BitShares is all about stimulating an entire decentralized ecosystem and one of its tactics is to encourage start-ups and spin-offs. Throughout this year we have experimented with various ways to encourage the emergence of a decentralized community of entrepreneurs. Grants and bounties and stipends and rewards and prizes have been used and now paid delegates are part of the mix.
Some delegate jobs make sense to be permanently funded exclusively by the blockchain. Others may just need a temporary start-up boost - and that should be part of their proposal.
Then people can vote for whether they like sponsoring a delegate who plans to be dependent on the blockchain forever vs. one that just wants help bootstrapping a profitable business that grows our ecosystem.

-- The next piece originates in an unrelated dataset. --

PR #806, opened 2022-01-02
Expose construction of foreign procedures.

dpapavas:
This PR provides similar functionality to #803 and may be preferable to it.  It is simpler in terms of implementation (and working with procedures, as opposed to opcodes, seems to have some additional benefits, at least for my use case).  On the other hand, it looks like it might be less efficient, although my understanding of the VM is too slight to be able to make such judgements.  Even if that is the case, I would argue that the functionality would nevertheless be useful, for use cases where efficiency is not of primary importance.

I expect the market will produce lots of variations on this for voters to consider.
We need to make it socially acceptable, even praiseworthy, for a delegate to combine multiple income streams one of which comes from the block chain. (Until 100% pay reaches the value of a full time salary, this is almost essential for some delegates.)
While BM may be the classic example of someone who can easily justify being 100% paid by the blockchain forever, sometimes he has to lead by example.

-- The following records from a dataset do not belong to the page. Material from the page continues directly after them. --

PR #809, opened 2022-01-09
Build fails with SEXP_USE_MALLOC

dpapavas:
This is really an issue, not a PR.  It's not something I particularly need, but during the investigation of a bug I suspected to be due to the GC, I tried defining `SEXP_USE_MALLOC`, to see whether the behavior would change.  This resulted in a couple of C compile errors, which I fixed, but building just fails a bit later when building Scheme library stubs.  I didn't pursue the failure further, but I though I'd report it.

(Unless I'm missing something, this seems to be broken for quite a while - at least since 0.8, so if it has gone undetected until now, perhaps doing away with it altogether would be appropriate.)

### DIFF
--- a/gc.c
+++ b/gc.c
@@ -37,7 +37,7 @@ static sexp_heap sexp_heap_last (sexp_heap h) {
   return h;
 }
 
-#if !SEXP_USE_FIXED_CHUNK_SIZE_HEAPS
+#if !SEXP_USE_FIXED_CHUNK_SIZE_HEAPS && !SEXP_USE_MALLOC
 static size_t sexp_heap_total_size (sexp_heap h) {
   size_t total_size = 0;
   for (; h; h=h->next)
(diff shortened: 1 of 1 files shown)


ashinn:
This option is a hack which isn't suitable to any non-trivial program, so I don't guarantee support for it.

If you're having trouble with GC I recommend SEXP_USE_BOEHM or SEXP_USE_CONSERVATIVE_GC at a first pass.  There are other GC options to investigate further.

dpapavas:
Thanks for the tips.  I had tried to `SEXP_USE_CONSERVATIVE_GC` and it did indeed make the problem "go away", but I had already found out by then, that it was due to not preserving some values I should have been preserving (I suppose, because what needs to be preserved and what doesn't, isn't entirely clear).

I noticed you merged the PR.  Does the source build for you correctly with it?  As I mentioned, it only fixes the C side of the problem for me;  I still get Scheme errors when the FFI processes certain library stubs.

Any trickle of funds he might raise from his example are incidental to the point he is trying to make.
I can see the merit of this approach. It generates lots of questions though in terms of ownership of the content.
Is his blog owned by the stakeholders because it's delegate funded, or is his delegate pay not enough to fund the blog on top of dev work, and he is claiming independent ownership of the blog? These websites (bitsharesblocks, metaexchange, bm blog) are all BitShares assets and I have been assuming, due to them being delegate funded, that they are owned by BitShares, not the creators.
If I used delegate pay to pay for Spanish + Chinese translations of BM's blog, it would all be owned by the stakeholders, like state-owned media. I could be free to assume BM would be fine with me doing that as it would all be done for the good of BitShares. If his blog is not not owned by the stakeholders, he might want me to pay him for the right to use the content on another site, which would cost BitShares more money.
Important BitShares sites could become worth a lot of money in the future. It's necessary that its sorted out early on who owns them. The bitUSD Argentina portal being created by me + team will be owned by BitShares, because I will pay myself + team back for the expenses so there can be no ownership claim. If the site became really popular and I realised I could sell it for $xxk, I will be bound not to, as it is not my property.
These websites, owned by BitShares, could be used to help back the market pegged assets. In the very unlikely event of a blackswan creating uncollateralized bitassets, BitShares websites could be sold to create a bail out fund.
I thought about the idea (just theorising) of launching a crypto-media company that had a startup fund from BitShares for say, 6 months funding. BitShares would own perhaps, half of the company in exchange, and would receive half the advertising revenue and if the site was sold, half of the income. BitShares could become invested in many businesses in this way. I've about the legality though as BitShares is not legally defined (or is it?) so I don't know how well it can interact with companies.